Im Rahmen der Veröffentlichung von "Vintage"-Artikeln auf meinem Blog über jene einfachen Dinge, die mich in meiner Kindheit glücklich gemacht haben, werde ich mich nun auf eine Reihe von Zug-Cutouts konzentrieren, die 1982 von Editorial Roma unter der Reihe "Maxims Trenes" veröffentlicht wurden. Tatsächlich umfasste es insgesamt acht Zugausschnitte, die alle spanischen Lokomotiven entsprachen (daher ihre Einzigartigkeit), gedruckt auf acht Blättern auf Couché-Papier. Die Maße dieser Platten betrugen jeweils 40 cm Länge und 27 cm Breite. Ihr Verkauf war gemeinsam, die acht Blätter wurden in einer Blisterpackung aus transparentem Plastik präsentiert, obwohl diese Blätter in einigen Buchhandlungen einzeln verkauft wurden.
So war es bei einer Buchhandlung, die neben meiner Schule in Barcelona lag. Eines Nachmittags, als ich den Unterricht verließ und mit meiner Mutter in die Buchhandlung ging, um Schulsachen zu kaufen, war ich so überrascht, als im Schaufenster der Buchhandlung so eine Drucke standen und ich meine Mutter bat, sie mir zu kaufen. Der Erfolg unter den Kindern dieser Ausschnitte war so groß, dass nur dieses Blatt mit dem RENFE-Serie 304 Rangiertraktor noch in der Buchhandlung verblieb. Ich war erst etwa sechs Jahre alt, und meine Mutter bezweifelte, ob ich den Ausschnitt zusammenbauen könnte; am Ende stimmte sie meinem Wunsch zu und kaufte ihn für mich.

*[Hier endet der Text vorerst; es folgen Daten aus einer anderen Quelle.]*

PR #102, opened 2019-08-30
Deprecate `Missings.T` -> `Missings.nonmissingtype`

### LINKED ISSUE #101: `Missings.T` can use Base's `nonmissingtype` on Julia 1.3+
~There is nothing for us to do right now, but...~

As of Julia 1.3, [Base will export `nonmissingtype`](https://github.com/JuliaLang/julia/blob/768b25f6a850bf68e4c6c85ede37c44b16c79625/base/missing.jl#L21-L39)

Which ([since Julia 1.2](https://github.com/JuliaLang/julia/commit/98673b5a0f4efd72dd401b603745c70193e1f64b)) is the same as `Missings.T`
https://github.com/JuliaData/Missings.jl/blob/3ac53e982337b5c3e9ab625f69e3b5454b89d422/src/Missings.jl#L8

In future we should consider deprecating `Missing.T` and point users to `nonmissingtype`

nickrobinson251:
- closes #101 
- fits with Base's naming -- [nonmissingtype is exported from Base in Julia 1.3](https://github.com/JuliaLang/julia/commit/1e6d5f1a5b3041eba854412afa813b903182fa5b)
- Base.nonmissingtype exactly matches the definition of Missings.T ([since Julia 1.2](https://github.com/JuliaLang/julia/commit/98673b5a0f4efd72dd401b603745c70193e1f64b))
- Adds CI testing on 1.2 and 1.3
- Missings.T was not exported, so Missings.nonmissingtype is not exported
- Let me know if and how I should bump the version number

### DIFF
--- a/src/Missings.jl
+++ b/src/Missings.jl
@@ -4,8 +4,15 @@ export allowmissing, disallowmissing, ismissing, missing, missings,
        Missing, MissingException, levels, coalesce, passmissing
 
 using Base: ismissing, missing, Missing, MissingException
+using Base: @deprecate
 
-T(::Type{S}) where {S} = Core.Compiler.typesubtract(S, Missing)
+@static if VERSION < v"1.3.0-alpha.121"
+    nonmissingtype(::Type{S}) where {S} = Core.Compiler.typesubtract(S, Missing)
+else
+    using Base: nonmissingtype
+end
+
+@deprecate T nonmissingtype false
 
 # vector constructors
 missings(dims::Dims) = fill(missing, dims)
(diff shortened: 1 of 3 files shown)


src/Missings.jl
```diff
@@ -4,8 +4,15 @@ export allowmissing, disallowmissing, ismissing, missing, missings,
...
+using Base: @deprecate
 
-T(::Type{S}) where {S} = Core.Compiler.typesubtract(S, Missing)
+@static if VERSION < v"1.3.0-alpha.121"
+    nonmissingtype(::Type{S}) where {S} = Core.Compiler.typesubtract(S, Missing)
+else
+    using Base: nonmissingtype
+end
+
+@deprecate T nonmissingtype false
```
rofinn: RIP :(

nalimilan:
We'd better also export `nonmissingtype`, since in Julia 1.3 the name will be available without the `Missings.` prefix. See https://github.com/JuliaData/Missings.jl/pull/105.

PR #105, opened 2019-09-04
Export nonmissingtype

nalimilan:
Cc: @nickrobinson251


nalimilan:
AFAIK reexporting a function imported from elsewhere has no effect.

nickrobinson251:
:+1: I'm in favour of this too, and was only trying to keep the first PR as simple as possible. Thanks for following up!

nalimilan:
I've updated JuliaRegistries/General/3224.

PR #108, opened 2019-10-03
Use levels from DataAPI

nalimilan:
Keep exporting it for now: if we added a deprecation, it would be triggered even when people call levels after loading CategoricalArrays or DataFrames.

Depends on JuliaData/DataAPI.jl#12.


nalimilan:
https://github.com/JuliaRegistries/General/pull/4057

PR #111, opened 2019-12-23
Add multiskipmissing

pdeffebach:
This PR adds functionality for `multiskipmissings` as discussed in Julia issue 30596 [here](https://github.com/JuliaLang/julia/issues/30596). 

The motivation for this PR was noticing that 

```
cor(x, y)
```

has no missing value support. 

```
julia> x = allowmissing(rand(10)); y = allowmissing(rand(10));

julia> x[1] = missing; y[2] = missing;

julia> cor(x, y)
missing
```

In order for this to work, you need to collect the non-missing matching values of `x` and `y`. To do that I implement the function `multiskipmissing`, which returns a `Tuple` of iterators. 

```
julia> x = [1, 2, missing, 4]; y = [1, 2, 3, missing];
julia> tx, ty = multiskipmissing(x, y)
julia> for t in tx
       @show t
       end
t = 1
t = 2
```

In the above example, each `tx` and `ty`  are `MultiSkipMissing` objects which have `zip(x, y)` as a field. I then implemented `skipmissing` from Base with some changed logic such that instead of checking if the array of interest has a missing element, I check if any elements of the `i`th element of `zip(x, y)` are missing. 

I this PR is not complete. I still can't get `collect` to work, so the original goal is not yet met.

### DIFF
--- a/src/Missings.jl
+++ b/src/Missings.jl
@@ -207,4 +207,261 @@ missing
 """
 passmissing(f) = PassMissing{Core.Typeof(f)}(f)
 
+"""
+   skipmissings(args...)
+
+Return a tuple of iterators wrapping each of the iterators in `args`, but
+skipping elements at positions where at least one of the iterators returns `missing`
+(listwise deletion of missing values).
+
+# Examples
+```
+julia> x = [1, 2, missing, 4]; y = [1, 2, 3, missing];
+
+julia> tx, ty = skipmissings(x, y)
+(Missings.SkipMissings{Array{Union{Missing, Int64},1},Tuple{Array{Union{Missing, Int64},1}}}
+(Union{Missing, Int64}[1, 2, missing, 4], (Union{Missing, Int64}[1, 2, 3, missing],)), Missi
+ngs.SkipMissings{Array{Union{Missing, Int64},1},Tuple{Array{Union{Missing, Int64},1}}}(Union
+{Missing, Int64}[1, 2, 3, missing], (Union{Missing, Int64}[1, 2, missing, 4],)))
+
+julia> collect(tx)
+2-element Array{Int64,1}:
+ 1
+ 2
+
+```
+"""
+function skipmissings(args...)
+    if isempty(args)
+        throw(ArgumentError("Must input one or more arguments"))
+    end
+
+    if args isa Tuple{Vararg{AbstractArray}}
+        if !all(x -> length(x) == length(args[1]), args)
+            throw(ArgumentError("All arguments must have the same length"))
+        end
+
+        if !all(x -> eachindex(x) == eachindex(args[1]), args)
+            throw(ArgumentError("All arguments must have the same indices"))
+        end
+    end
+
+    ntuple(length(args)) do i
+        s = setdiff(1:length(args), i)
+        SkipMissings(args[i], args[s])
+    end
+end
+
+struct SkipMissings{V, T}
+    x::V
+    others::T
+end
+
+Base.@propagate_inbounds function _anymissingindex(others::Tuple{Vararg{AbstractArray}}, i)    
+   for oth in others
+        oth[i] === missing && return true
+    end
+
+    return false
+end
+
+@inline function _anymissingiterate(others::Tuple, state)
+    for oth in others 
+        y = iterate(oth, state)
+        y !== nothing && first(y) === missing && return true
+    end
+
+    return false
+end
+
+const SkipMissingsofArrays = SkipMissings{V, T} where
+    {V <: AbstractArray, T <: Tuple{Vararg{AbstractArray}}}
+
+function Base.show(io::IO, mime::MIME"text/plain", itr::SkipMissings{V}) where V 
+    print(io, SkipMissings, '{', V, '}', '(', itr.x, ')', " comprised of " *
+          "$(length(itr.others) + 1) iterators")
+end
+
+Base.IteratorSize(::Type{<:SkipMissings}) = Base.SizeUnknown()
+Base.IteratorEltype(::Type{<:SkipMissings{V}}) where {V} = Base.IteratorEltype(V)
+Base.eltype(::Type{<:SkipMissings{V}}) where {V} = nonmissingtype(eltype(V))
+Base.IndexStyle(itr::SkipMissings) = Base.IndexStyle(itr.x)
+
+function Base.iterate(itr::SkipMissings, state=1)
+    x_itr = iterate(itr.x, state)
+    x_itr === nothing && return nothing
+    x_item, x_state = x_itr
+    while true
+        x_item === missing || _anymissingiterate(itr.others, state) || break
+        x_itr = iterate(itr.x, x_state)
+        x_itr === nothing && return nothing
+        state = x_state
+        x_item, x_state = x_itr
+    end
+    return x_item, x_state
+end
+
+function Base.iterate(itr::SkipMissingsofArrays, state=0)
+    eix = eachindex(itr.x)
+    ind_itr = iterate(eix, state)
+    ind_itr === nothing && return nothing
+    ind_item, ind_state = ind_itr
+    @inbounds x_item = itr.x[ind_item]
+    @inbounds while true
+        x_item === missing || _anymissingindex(itr.others, ind_item) || break
+        ind_itr = iterate(eix, ind_state)
+        ind_itr === nothing && return nothing
+        ind_item, ind_state = ind_itr
+        x_item = itr.x[ind_item]
+    end
+    return x_item, ind_state
+end
+
+Base.IndexStyle(::Type{<:SkipMissings{V}}) where {V} = Base.IndexStyle(V)
+
+function Base.eachindex(itr::SkipMissingsofArrays)
+    @inbounds Iterators.filter(eachindex(itr.x)) do i
+        itr.x[i] !== missing && !_anymissingindex(itr.others, i)
+    end
+end
+
+function Base.keys(itr::SkipMissingsofArrays)
+    @inbounds Iterators.filter(keys(itr.x)) do i
+        itr.x[i] !== missing && !_anymissingindex(itr.others, i)
+    end
+end
+
+@inline function Base.getindex(itr::SkipMissingsofArrays, i)
+    @boundscheck checkbounds(itr.x, i)
+    @inbounds xi = itr.x[i]
+    if xi === missing || @inbounds _anymissingindex(itr.others, i) 
+        throw(MissingException("the value at index $i is missing for some element"))
+    end
+    return xi
+end
+
+Base.mapreduce(f, op, itr::SkipMissingsofArrays) =
+    Base._mapreduce(f, op, Base.IndexStyle(itr), itr)
+
+function Base._mapreduce(f, op, ::IndexLinear, itr::SkipMissingsofArrays)
+    A = itr.x
+    local ai
+    inds = LinearIndices(A)
+    i = first(inds)
+    ilast = last(inds)
+    @inbounds while i <= ilast
+        ai = A[i]
+        ai === missing || _anymissingindex(itr.others, i) || break
+        i += 1
+    end
+    i > ilast && return Base.mapreduce_empty(f, op, Base.eltype(itr))
+    a1 = ai
+    i += 1
+    @inbounds while i <= ilast
+        ai = A[i]
+        ai === missing || _anymissingindex(itr.others, i) || break
+        i += 1
+    end
+    i > ilast && return Base.mapreduce_first(f, op, a1)
+    # We know A contains at least two non-missing entries: the result cannot be nothing
+    something(Base.mapreduce_impl(f, op, itr, first(inds), last(inds)))
+end
+
+Base._mapreduce(f, op, ::IndexCartesian, itr::SkipMissingsofArrays) = mapfoldl(f, op, itr)
+
+
+Base.mapreduce_impl(f, op, A::SkipMissingsofArrays, ifirst::Integer, ilast::Integer) =
+    Base.mapreduce_impl(f, op, A, ifirst, ilast, Base.pairwise_blocksize(f, op))
+
+# Returns nothing when the input contains only missing values, and Some(x) otherwise
+@noinline function Base.mapreduce_impl(f, op, itr::SkipMissingsofArrays,
+                                       ifirst::Integer, ilast::Integer, blksize::Int)
+    A = itr.x
+    if ifirst == ilast
+        @inbounds a1 = A[ifirst]
+        if a1 === missing 
+            return nothing
+        elseif _anymissingindex(itr.others, ifirst) 
+            return nothing
+        else
+            return Some(Base.mapreduce_first(f, op, a1))
+        end
+    elseif ifirst + blksize > ilast
+        # sequential portion
+        local ai
+        i = ifirst
+        @inbounds while i <= ilast
+            ai = A[i]
+            ai === missing || _anymissingindex(itr.others, i) || break
+            i += 1
+        end
+        i > ilast && return nothing
+        a1 = ai::eltype(itr)
+        i += 1
+        @inbounds while i <= ilast
+            ai = A[i]
+            ai === missing || _anymissingindex(itr.others, i) || break
+            i += 1
+        end
+        i > ilast && return Some(Base.mapreduce_first(f, op, a1))
+        a2 = ai::eltype(itr)
+        i += 1
+        v = op(f(a1), f(a2))
+        @simd for i = i:ilast
+            @inbounds ai = A[i]
+            ai === missing || @inbounds _anymissingindex(itr.others, i) || (v = op(v, f(ai)))
+        end
+        return Some(v)
+    else
+        # pairwise portion
+        imid = (ifirst + ilast) >> 1
+        v1 = Base.mapreduce_impl(f, op, itr, ifirst, imid, blksize)
+        v2 = Base.mapreduce_impl(f, op, itr, imid+1, ilast, blksize)
+        if v1 === nothing && v2 === nothing
+            return nothing
+        elseif v1 === nothing
+            return v2
+        elseif v2 === nothing
+            return v1
+        else
+            return Some(op(something(v1), something(v2)))
+        end
+    end
+end
+
+"""
+    filter(f, itr::SkipMissings)
+
+Return a vector similar to the array wrapped by the given `SkipMissings` iterator
+but skipping all elements with a `missing` value in one of the iterators passed
+to `skipmissing` and elements for which `f` returns `false`. This method
+only applies when all iterators passed to `skipmissings` are arrays. 
+
+# Examples
+```
+julia> x = [missing; 2:9]; y = [1:9; missing];
+
+julia> mx, my = skipmissings(x, y);
+
+julia> filter(isodd, mx)
+4-element Array{Int64,1}:
+ 3
+ 5
+ 7
+ 9
+
+```
+"""
+function filter(f, itr::SkipMissingsofArrays)
+    x = itr.x
+    y = similar(x, eltype(itr), 0)
+    for i in eachindex(x)
+        @inbounds xi = x[i]
+        if xi !== missing && @inbounds !_anymissingindex(itr.others, i) && f(xi)
+            push!(y, xi)
+        end
+    end
+    y
+end
+
 end # module
--- a/src/Missings.jl
+++ b/src/Missings.jl
@@ -1,7 +1,8 @@
 module Missings
 
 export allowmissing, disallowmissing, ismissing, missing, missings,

Ich erinnere mich nicht mehr an den Preis des Ausschnitts, aber ich erinnere mich an die extreme Schwierigkeit, ihn zusammenzubauen. Mein Vater war es, der die Stücke ausgeschnitten hat, da es für einen Sechsjährigen vielleicht zu schwierig war, sie präzise zu schneiden. Das Problem war, dass das Papier, auf dem der Ausschnitt gedruckt war, nicht genügend Konsistenz hatte. Sobald die Stücke geschnitten waren, mussten die Wimpern gefaltet und mit Kleber verklebt werden. Je nach verwendeter Leimart neigte das Papier des Ausschnitts dazu, sich zu biegen. Ich erinnere mich, dass ich den normalen Kleber der Pritt-Marke für den Zusammenbau verwendet habe, aber die Teile neigen dazu, sich beim Kleben abzulösen, da diese Art von Zahlung so wenig widerstandsfähig ist. Wenn Schlagkleber verwendet wurde, könnte das Papier, auf dem dieser Ausschnitt gedruckt wurde, beschädigt werden und dazu neigen, sich zu falten zu neigen. Ein Problem, das analog zu den Ausschnitten von Pappfiguren wie Quadraten oder Rechtecken ist, die im Plastikunterricht im selben Schuljahr als Hausaufgaben zusammengesetzt werden mussten. Die Erfahrung zeigte, dass bei Ausschnitten gilt: Je dicker der Karton verwendet wird, desto besser, ebenso wie ein guter Kleber mit Konsistenz. Mit mehr Trauer als Ruhm habe ich schließlich den Ausschnitt dieser Lokomotive zusammengebaut, obwohl ihr letztes Aussehen eher dem eines Churro ähnelte, mit überall Klebeflecken. Vielleicht hätte ein Erwachsener es viel besser fertiggestellt. Ich möchte auch nicht sagen, dass diese Ausschnitte für Kinder gedacht waren, sondern für die Allgemeinheit, denn falls ja, war ihre Montage für ein Kind extrem schwierig. (Quelle: www. oscar440.blogspot.co)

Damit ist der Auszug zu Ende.